===== MATERIAL PROVIDED
PR #713, opened 2025-02-07
Add doc for how to install rancher-alerting-drivers

brandboat:
related to https://github.com/harvester/harvester/issues/7369, add documentation for installing rancher-alerting-drivers in Harvester v1.3, v1.4, and the latest versions.

### DIFF
--- a/docs/monitoring/harvester-monitoring.md
+++ b/docs/monitoring/harvester-monitoring.md
@@ -181,6 +181,52 @@ Fill in the required parameters and click `Create`.
 
 ![](/img/v1.2/monitoring/webhook-receiver-2.png)
 
+To set up Microsoft Teams or SMS webhooks, first install the rancher-alerting-drivers app using the following commands:
+
+```shell
+helm repo add rancher-charts https://charts.rancher.io/
+helm repo update
+helm install rancher-charts/rancher-alerting-drivers \
+  --set sachet.enabled=false \  # Set to true if you want to use SMS Webhook
+  --set prom2teams.enabled=true \ # Set to true if you want to use MS Teams Webhook
+  --namespace cattle-monitoring-system \
+  --generate-name
+```
+
+For detailed configuration instructions, see [Rancher Monitoring Receiver Configuration](https://ranchermanager.docs.rancher.com/reference-guides/monitoring-v2-configuration/receivers) in the Rancher documentation.
+
+If your environment does not have direct internet access (air-gapped), you must manually download the Helm chart and related container images, and then upload them to the Harvester cluster.
+
+1. Download the rancher-alerting-drivers Helm chart and package it.
+
+    ```
+    helm pull rancher-charts/rancher-alerting-drivers --version <VERSION>
+    ```
+
+1. Download the required images.
+
+    ```
+    docker save -o sachet.tar rancher/mirrored-messagebird-sachet:<VERSION>
+    docker save -o prom2teams.tar rancher/mirrored-idealista-prom2teams:<VERSION>
+    ```
+
+1. Upload the chart and images to the Harvester cluster.
+
+1. Load the images on all Harvester nodes.
+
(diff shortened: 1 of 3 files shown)


docs/monitoring/harvester-monitoring.md
```diff
@@ -181,6 +181,17 @@ Fill in the required parameters and click `Create`.
 
 ![](/img/v1.2/monitoring/webhook-receiver-2.png)
 
+To set up MS Teams or SMS Webhook, first install rancher-alerting-drivers using the following commands. For detailed configuration instructions, please refer to the [Rancher Monitoring Receiver Configuration](https://ranchermanager.docs.rancher.com/reference-guides/monitoring-v2-configuration/receivers)
+```shell
```
w13915984028, line 185: please also list to output objects of this command, user can check the result;

meanwhile, in the continuous upgrade path, how to make sure they are upgraded? and for air-gapped env, how to? could we also list the related container images.

brandboat: > continuous upgrade path – how do we ensure they are upgraded?

Since the doc use helm, users need to upgrade rancher-alerting-drivers manually.

> air-gapped environments – how should we handle this?

The only way I know is packaging rancher-alerting-drivers into the ISO.

Actually, I’m wondering—if rancher-alerting-drivers is part of rancher-monitoring, should we consider adding it to managedchart, I mean add it to harvester addon? That way, we could handle the upgrades ourselves more easily. But I'm not sure if this is the right way, thoughts? cc. @ibrokethecloud, @bk201

w13915984028: As a part of rancher-monitoring stack is the preferred solution.

If Rancher does not pack it, we can do it via https://github.com/harvester/harvester-installer/blob/master/scripts/hack/patch-rancher-monitoring , and add related container images to ISO.

In the ugprade path, we take care it too.

brandboat: > If Rancher does not pack it, we can do it via https://github.com/harvester/harvester-installer/blob/master/scripts/hack/patch-rancher-monitoring , and add related container images to ISO.
>
> In the ugprade path, we take care it too.

Hi @w13915984028. That sounds like a great idea! But I believe this requires further discussion and could be considered for the future. For now, let’s enhance the documentation. I will include content on how to add the related image to the ISO. Regarding the upgrade part, unfortunately, users will have to manage that on their own for the time being.

w13915984028: NP. Please add a :::note::: to describe those limitations. thanks.

brandboat: Updated, please take a look when you have a chance, thanks!

w13915984028 (approved):
LGTM, thanks.

bk201 (approved):

docs/monitoring/harvester-monitoring.md
```diff
@@ -181,6 +181,52 @@ Fill in the required parameters and click `Create`.
...
+    docker load -i prom2teams.tar
+    ```
+
+1. Install rancher-alerting-drivers within the Harvester cluster.
+
+:::note
+
+`rancher-alerting-drivers` is not part of the Harvester project, meaning Harvester does not manage its upgrades. Users have to maintain and upgrade it manually.
+
+:::
```
jillian-maroket, line 228:
```suggestion
:::info important

Harvester does not manage upgrades of the rancher-alerting-drivers app, which is not part of the Harvester project. You must upgrade the app manually.

:::
```

jillian-maroket (commented):
Just a few nits

brandboat:
Addressed comments and rebased from main branch, @jillian-maroket please take a look when you are available, thank you!

jillian-maroket (approved):
LGTM. Thanks!

PR #715, opened 2025-02-11
fix: add v1.4.1 known issue: upgrade stuck in "Waiting Reboot" state

tserong:
Related issue: https://github.com/harvester/harvester/issues/7457

TBH I found this extremely difficult to document clearly, so I hope it makes sense. Also, I'm just about to do another test upgrade following the instructions exactly as written here to make sure I didn't miss anything... Will update when done.

### DIFF
--- a/docs/upgrade/v1-4-0-to-v1-4-1.md
+++ b/docs/upgrade/v1-4-0-to-v1-4-1.md
@@ -14,6 +14,24 @@ An **Upgrade** button appears on the **Dashboard** screen whenever a new Harvest
 
 For air-gapped environments, see [Prepare an air-gapped upgrade](./automatic.md#prepare-an-air-gapped-upgrade).
 
+:::info important
+
+Before upgrading from v1.4.0 to v1.4.1, check the current disk usage of the OS images on each node. To do this, log in via `ssh` and run the following command:
+
+```
+# du -sh /run/initramfs/cos-state/cOS/*
+1.7G    /run/initramfs/cos-state/cOS/active.img
+3.1G    /run/initramfs/cos-state/cOS/passive.img
+```
+If `passive.img` is using 3.1G of disk space as in the above example, become root and run the following commands:
+```
+# mount -o remount,rw /run/initramfs/cos-state
+# fallocate --dig-holes /run/initramfs/cos-state/cOS/passive.img
+# mount -o remount,ro /run/initramfs/cos-state
+```
+This will turn `passive.img` into a sparse file, which should then only be using 1.7G of disk space, the same as `active.img`. Doing this ensures that there will be enough free space on the COS_STATE partition to avoid hitting the [Upgrade is stuck in the "Waiting Reboot" state](#3-upgrade-is-stuck-in-the-waiting-reboot-state) problem.
+:::
+
 
 ### Update Harvester UI Extension on Rancher v2.10.1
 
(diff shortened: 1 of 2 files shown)


tserong:
Ugh, hang on, this bit is wrong:

```
# du -sh /run/initramfs/cos-state/cOS/*
1.7G    /run/initramfs/cos-state/cOS/active.img
3.1G    /run/initramfs/cos-state/cOS/passive.img
```

That will only be the case _before_ the upgrade is attempted. I'll need to rework that bit.

tserong:
OK, that's better...

tserong:
Actually, I should probably add an "important" note to the General Information section saying to sparsify passive.img _before_ starting the upgrade to avoid the issue entirely.

ibrokethecloud:
should we change the wording to ask users to check partition sizes before triggering an upgrade in case they have used an alternate data disk?

converting the passive image to a sparse file will avoid the issue all together and result in a smoother upgrade experience?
==========
* [WHAT THE TASK ASKS]: Each entry above, in full, should be output exactly as it reads.

* [YOUR RESPONSE]:
PR #713, opened 2025-02-07
Add doc for how to install rancher-alerting-drivers

brandboat:
related to https://github.com/harvester/harvester/issues/7369, add documentation for installing rancher-alerting-drivers in Harvester v1.3, v1.4, and the latest versions.

### DIFF
--- a/docs/monitoring/harvester-monitoring.md
+++ b/docs/monitoring/harvester-monitoring.md
@@ -181,6 +181,52 @@ Fill in the required parameters and click `Create`.
 
 ![](/img/v1.2/monitoring/webhook-receiver-2.png)
 
+To set up Microsoft Teams or SMS webhooks, first install the rancher-alerting-drivers app using the following commands:
+
+```shell
+helm repo add rancher-charts https://charts.rancher.io/
+helm repo update
+helm install rancher-charts/rancher-alerting-drivers \
+  --set sachet.enabled=false \  # Set to true if you want to use SMS Webhook
+  --set prom2teams.enabled=true \ # Set to true if you want to use MS Teams Webhook
+  --namespace cattle-monitoring-system \
+  --generate-name
+```
+
+For detailed configuration instructions, see [Rancher Monitoring Receiver Configuration](https://ranchermanager.docs.rancher.com/reference-guides/monitoring-v2-configuration/receivers) in the Rancher documentation.
+
+If your environment does not have direct internet access (air-gapped), you must manually download the Helm chart and related container images, and then upload them to the Harvester cluster.
+
+1. Download the rancher-alerting-drivers Helm chart and package it.
+
+    ```
+    helm pull rancher-charts/rancher-alerting-drivers --version <VERSION>
+    ```
+
+1. Download the required images.
+
+    ```
+    docker save -o sachet.tar rancher/mirrored-messagebird-sachet:<VERSION>
+    docker save -o prom2teams.tar rancher/mirrored-idealista-prom2teams:<VERSION>
+    ```
+
+1. Upload the chart and images to the Harvester cluster.
+
+1. Load the images on all Harvester nodes.
+
(diff shortened: 1 of 3 files shown)


docs/monitoring/harvester-monitoring.md
```diff
@@ -181,6 +181,17 @@ Fill in the required parameters and click `Create`.
 
 ![](/img/v1.2/monitoring/webhook-receiver-2.png)
 
+To set up MS Teams or SMS Webhook, first install rancher-alerting-drivers using the following commands. For detailed configuration instructions, please refer to the [Rancher Monitoring Receiver Configuration](https://ranchermanager.docs.rancher.com/reference-guides/monitoring-v2-configuration/receivers)
+```shell
```
w13915984028, line 185: please also list to output objects of this command, user can check the result;

meanwhile, in the continuous upgrade path, how to make sure they are upgraded? and for air-gapped env, how to? could we also list the related container images.

brandboat: > continuous upgrade path – how do we ensure they are upgraded?

Since the doc use helm, users need to upgrade rancher-alerting-drivers manually.

> air-gapped environments – how should we handle this?

The only way I know is packaging rancher-alerting-drivers into the ISO.

Actually, I’m wondering—if rancher-alerting-drivers is part of rancher-monitoring, should we consider adding it to managedchart, I mean add it to harvester addon? That way, we could handle the upgrades ourselves more easily. But I'm not sure if this is the right way, thoughts? cc. @ibrokethecloud, @bk201

w13915984028: As a part of rancher-monitoring stack is the preferred solution.

If Rancher does not pack it, we can do it via https://github.com/harvester/harvester-installer/blob/master/scripts/hack/patch-rancher-monitoring , and add related container images to ISO.

In the ugprade path, we take care it too.

brandboat: > If Rancher does not pack it, we can do it via https://github.com/harvester/harvester-installer/blob/master/scripts/hack/patch-rancher-monitoring , and add related container images to ISO.
>
> In the ugprade path, we take care it too.

Hi @w13915984028. That sounds like a great idea! But I believe this requires further discussion and could be considered for the future. For now, let’s enhance the documentation. I will include content on how to add the related image to the ISO. Regarding the upgrade part, unfortunately, users will have to manage that on their own for the time being.

w13915984028: NP. Please add a :::note::: to describe those limitations. thanks.

brandboat: Updated, please take a look when you have a chance, thanks!

w13915984028 (approved):
LGTM, thanks.

bk201 (approved):

docs/monitoring/harvester-monitoring.md
```diff
@@ -181,6 +181,52 @@ Fill in the required parameters and click `Create`.
...
+    docker load -i prom2teams.tar
+    ```
+
+1. Install rancher-alerting-drivers within the Harvester cluster.
+
+:::note
+
+`rancher-alerting-drivers` is not part of the Harvester project, meaning Harvester does not manage its upgrades. Users have to maintain and upgrade it manually.
+
+:::
```
jillian-maroket, line 228:
```suggestion
:::info important

Harvester does not manage upgrades of the rancher-alerting-drivers app, which is not part of the Harvester project. You must upgrade the app manually.

:::
```

jillian-maroket (commented):
Just a few nits

brandboat:
Addressed comments and rebased from main branch, @jillian-maroket please take a look when you are available, thank you!

jillian-maroket (approved):
LGTM. Thanks!

PR #715, opened 2025-02-11
fix: add v1.4.1 known issue: upgrade stuck in "Waiting Reboot" state

tserong:
Related issue: https://github.com/harvester/harvester/issues/7457

TBH I found this extremely difficult to document clearly, so I hope it makes sense. Also, I'm just about to do another test upgrade following the instructions exactly as written here to make sure I didn't miss anything... Will update when done.

### DIFF
--- a/docs/upgrade/v1-4-0-to-v1-4-1.md
+++ b/docs/upgrade/v1-4-0-to-v1-4-1.md
@@ -14,6 +14,24 @@ An **Upgrade** button appears on the **Dashboard** screen whenever a new Harvest
 
 For air-gapped environments, see [Prepare an air-gapped upgrade](./automatic.md#prepare-an-air-gapped-upgrade).
 
+:::info important
+
+Before upgrading from v1.4.0 to v1.4.1, check the current disk usage of the OS images on each node. To do this, log in via `ssh` and run the following command:
+
+```
+# du -sh /run/initramfs/cos-state/cOS/*
+1.7G    /run/initramfs/cos-state/cOS/active.img
+3.1G    /run/initramfs/cos-state/cOS/passive.img
+```
+If `passive.img` is using 3.1G of disk space as in the above example, become root and run the following commands:
+```
+# mount -o remount,rw /run/initramfs/cos-state
+# fallocate --dig-holes /run/initramfs/cos-state/cOS/passive.img
+# mount -o remount,ro /run/initramfs/cos-state
+```
+This will turn `passive.img` into a sparse file, which should then only be using 1.7G of disk space, the same as `active.img`. Doing this ensures that there will be enough free space on the COS_STATE partition to avoid hitting the [Upgrade is stuck in the "Waiting Reboot" state](#3-upgrade-is-stuck-in-the-waiting-reboot-state) problem.
+:::
+
 
 ### Update Harvester UI Extension on Rancher v2.10.1
 
(diff shortened: 1 of 2 files shown)


tserong:
Ugh, hang on, this bit is wrong:

```
# du -sh /run/initramfs/cos-state/cOS/*
1.7G    /run/initramfs/cos-state/cOS/active.img
3.1G    /run/initramfs/cos-state/cOS/passive.img
```

That will only be the case _before_ the upgrade is attempted. I'll need to rework that bit.

tserong:
OK, that's better...

tserong:
Actually, I should probably add an "important" note to the General Information section saying to sparsify passive.img _before_ starting the upgrade to avoid the issue entirely.

ibrokethecloud:
should we change the wording to ask users to check partition sizes before triggering an upgrade in case they have used an alternate data disk?

converting the passive image to a sparse file will avoid the issue all together and result in a smoother upgrade experience?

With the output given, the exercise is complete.